■ Directions for this task:
Write out each line of the entries exactly, starting at the first and finishing with the line that contains "### What problem does this solve?".

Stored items
··········

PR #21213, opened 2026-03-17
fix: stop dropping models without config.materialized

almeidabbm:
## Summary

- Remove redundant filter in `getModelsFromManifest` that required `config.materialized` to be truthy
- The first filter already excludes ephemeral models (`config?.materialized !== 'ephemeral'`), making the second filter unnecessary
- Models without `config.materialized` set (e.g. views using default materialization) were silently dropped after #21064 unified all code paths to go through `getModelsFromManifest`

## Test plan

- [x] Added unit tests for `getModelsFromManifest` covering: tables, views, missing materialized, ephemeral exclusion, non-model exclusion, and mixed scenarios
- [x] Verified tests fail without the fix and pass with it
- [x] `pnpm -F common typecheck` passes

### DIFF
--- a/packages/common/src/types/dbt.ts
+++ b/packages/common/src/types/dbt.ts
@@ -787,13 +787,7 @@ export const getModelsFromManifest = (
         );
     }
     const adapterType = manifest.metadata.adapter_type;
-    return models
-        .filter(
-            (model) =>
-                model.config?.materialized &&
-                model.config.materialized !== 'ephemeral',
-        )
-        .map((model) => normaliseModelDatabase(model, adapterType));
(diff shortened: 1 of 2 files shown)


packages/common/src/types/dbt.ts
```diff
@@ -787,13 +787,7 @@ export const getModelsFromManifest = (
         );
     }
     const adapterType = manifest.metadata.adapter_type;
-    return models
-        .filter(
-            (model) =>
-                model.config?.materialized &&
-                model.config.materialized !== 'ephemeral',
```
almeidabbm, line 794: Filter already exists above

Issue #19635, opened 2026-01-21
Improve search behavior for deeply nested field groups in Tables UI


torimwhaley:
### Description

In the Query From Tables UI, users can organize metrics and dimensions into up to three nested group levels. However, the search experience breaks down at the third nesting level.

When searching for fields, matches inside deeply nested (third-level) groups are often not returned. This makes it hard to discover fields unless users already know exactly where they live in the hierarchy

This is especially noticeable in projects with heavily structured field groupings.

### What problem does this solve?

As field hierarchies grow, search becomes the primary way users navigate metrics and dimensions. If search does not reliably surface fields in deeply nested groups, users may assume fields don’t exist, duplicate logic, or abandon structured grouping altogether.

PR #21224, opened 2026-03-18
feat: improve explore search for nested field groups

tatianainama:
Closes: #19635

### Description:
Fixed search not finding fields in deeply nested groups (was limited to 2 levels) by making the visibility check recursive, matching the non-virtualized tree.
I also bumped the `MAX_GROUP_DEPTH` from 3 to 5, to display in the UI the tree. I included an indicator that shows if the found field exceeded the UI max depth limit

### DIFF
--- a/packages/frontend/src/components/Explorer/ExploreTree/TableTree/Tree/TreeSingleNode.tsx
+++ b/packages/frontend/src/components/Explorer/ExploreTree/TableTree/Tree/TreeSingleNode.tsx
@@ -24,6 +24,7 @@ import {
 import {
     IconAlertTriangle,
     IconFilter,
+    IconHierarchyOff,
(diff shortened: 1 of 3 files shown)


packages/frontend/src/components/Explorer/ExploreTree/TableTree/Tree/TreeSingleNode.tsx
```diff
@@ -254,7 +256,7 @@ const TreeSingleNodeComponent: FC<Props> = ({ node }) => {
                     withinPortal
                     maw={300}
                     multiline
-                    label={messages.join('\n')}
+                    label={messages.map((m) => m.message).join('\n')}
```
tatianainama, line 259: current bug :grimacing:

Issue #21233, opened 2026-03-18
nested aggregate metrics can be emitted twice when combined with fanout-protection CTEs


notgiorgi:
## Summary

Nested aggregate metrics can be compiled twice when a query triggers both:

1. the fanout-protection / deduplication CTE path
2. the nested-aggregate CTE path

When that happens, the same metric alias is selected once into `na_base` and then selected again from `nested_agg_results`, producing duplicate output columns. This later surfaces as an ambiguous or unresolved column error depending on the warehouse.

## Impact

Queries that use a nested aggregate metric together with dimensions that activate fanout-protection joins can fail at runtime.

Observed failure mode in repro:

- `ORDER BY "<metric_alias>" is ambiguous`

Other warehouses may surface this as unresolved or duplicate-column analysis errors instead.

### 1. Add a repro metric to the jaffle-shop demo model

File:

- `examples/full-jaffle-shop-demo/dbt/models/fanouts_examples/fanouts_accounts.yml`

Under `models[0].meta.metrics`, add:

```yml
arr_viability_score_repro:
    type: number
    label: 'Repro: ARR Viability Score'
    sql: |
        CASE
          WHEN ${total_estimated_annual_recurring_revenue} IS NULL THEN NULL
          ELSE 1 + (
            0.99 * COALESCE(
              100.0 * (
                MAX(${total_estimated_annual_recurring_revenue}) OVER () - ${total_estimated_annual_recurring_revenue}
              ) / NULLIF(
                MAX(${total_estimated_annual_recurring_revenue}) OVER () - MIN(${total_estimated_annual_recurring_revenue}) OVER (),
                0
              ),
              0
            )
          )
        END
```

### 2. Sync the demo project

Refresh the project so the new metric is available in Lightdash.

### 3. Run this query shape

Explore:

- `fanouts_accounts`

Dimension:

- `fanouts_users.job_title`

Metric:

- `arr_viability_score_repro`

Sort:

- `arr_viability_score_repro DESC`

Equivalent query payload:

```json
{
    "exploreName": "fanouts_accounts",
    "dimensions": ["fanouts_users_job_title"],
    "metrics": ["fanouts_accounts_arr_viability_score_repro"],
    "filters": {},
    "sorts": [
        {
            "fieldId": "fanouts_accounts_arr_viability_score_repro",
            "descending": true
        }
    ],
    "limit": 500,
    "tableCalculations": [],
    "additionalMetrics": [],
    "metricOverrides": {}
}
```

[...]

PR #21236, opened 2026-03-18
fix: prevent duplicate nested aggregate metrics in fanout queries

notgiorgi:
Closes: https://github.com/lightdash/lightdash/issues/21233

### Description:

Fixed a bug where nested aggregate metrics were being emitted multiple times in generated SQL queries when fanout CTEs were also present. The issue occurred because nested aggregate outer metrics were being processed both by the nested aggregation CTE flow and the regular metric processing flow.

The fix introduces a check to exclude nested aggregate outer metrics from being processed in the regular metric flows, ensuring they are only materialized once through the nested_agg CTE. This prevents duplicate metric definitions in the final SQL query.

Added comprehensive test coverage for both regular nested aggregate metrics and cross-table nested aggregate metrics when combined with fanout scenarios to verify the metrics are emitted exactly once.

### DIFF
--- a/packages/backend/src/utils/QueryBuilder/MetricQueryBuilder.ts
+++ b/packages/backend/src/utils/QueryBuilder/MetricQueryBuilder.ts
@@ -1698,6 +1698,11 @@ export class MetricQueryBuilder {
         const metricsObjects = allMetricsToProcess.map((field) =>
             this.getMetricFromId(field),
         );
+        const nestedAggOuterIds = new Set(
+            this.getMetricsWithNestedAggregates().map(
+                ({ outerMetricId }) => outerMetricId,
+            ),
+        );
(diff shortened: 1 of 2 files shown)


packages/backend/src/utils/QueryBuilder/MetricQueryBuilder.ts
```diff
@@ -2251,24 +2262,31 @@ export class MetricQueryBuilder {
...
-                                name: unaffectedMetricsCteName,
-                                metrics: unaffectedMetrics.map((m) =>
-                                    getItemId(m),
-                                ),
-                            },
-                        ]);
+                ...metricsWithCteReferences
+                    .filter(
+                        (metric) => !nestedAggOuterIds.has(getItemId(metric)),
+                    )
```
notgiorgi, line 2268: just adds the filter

··········

■ Expected answer:
PR #21213, opened 2026-03-17
fix: stop dropping models without config.materialized

almeidabbm:
## Summary

- Remove redundant filter in `getModelsFromManifest` that required `config.materialized` to be truthy
- The first filter already excludes ephemeral models (`config?.materialized !== 'ephemeral'`), making the second filter unnecessary
- Models without `config.materialized` set (e.g. views using default materialization) were silently dropped after #21064 unified all code paths to go through `getModelsFromManifest`

## Test plan

- [x] Added unit tests for `getModelsFromManifest` covering: tables, views, missing materialized, ephemeral exclusion, non-model exclusion, and mixed scenarios
- [x] Verified tests fail without the fix and pass with it
- [x] `pnpm -F common typecheck` passes

### DIFF
--- a/packages/common/src/types/dbt.ts
+++ b/packages/common/src/types/dbt.ts
@@ -787,13 +787,7 @@ export const getModelsFromManifest = (
         );
     }
     const adapterType = manifest.metadata.adapter_type;
-    return models
-        .filter(
-            (model) =>
-                model.config?.materialized &&
-                model.config.materialized !== 'ephemeral',
-        )
-        .map((model) => normaliseModelDatabase(model, adapterType));
(diff shortened: 1 of 2 files shown)


packages/common/src/types/dbt.ts
```diff
@@ -787,13 +787,7 @@ export const getModelsFromManifest = (
         );
     }
     const adapterType = manifest.metadata.adapter_type;
-    return models
-        .filter(
-            (model) =>
-                model.config?.materialized &&
-                model.config.materialized !== 'ephemeral',
```
almeidabbm, line 794: Filter already exists above

Issue #19635, opened 2026-01-21
Improve search behavior for deeply nested field groups in Tables UI


torimwhaley:
### Description

In the Query From Tables UI, users can organize metrics and dimensions into up to three nested group levels. However, the search experience breaks down at the third nesting level.

When searching for fields, matches inside deeply nested (third-level) groups are often not returned. This makes it hard to discover fields unless users already know exactly where they live in the hierarchy

This is especially noticeable in projects with heavily structured field groupings.

### What problem does this solve?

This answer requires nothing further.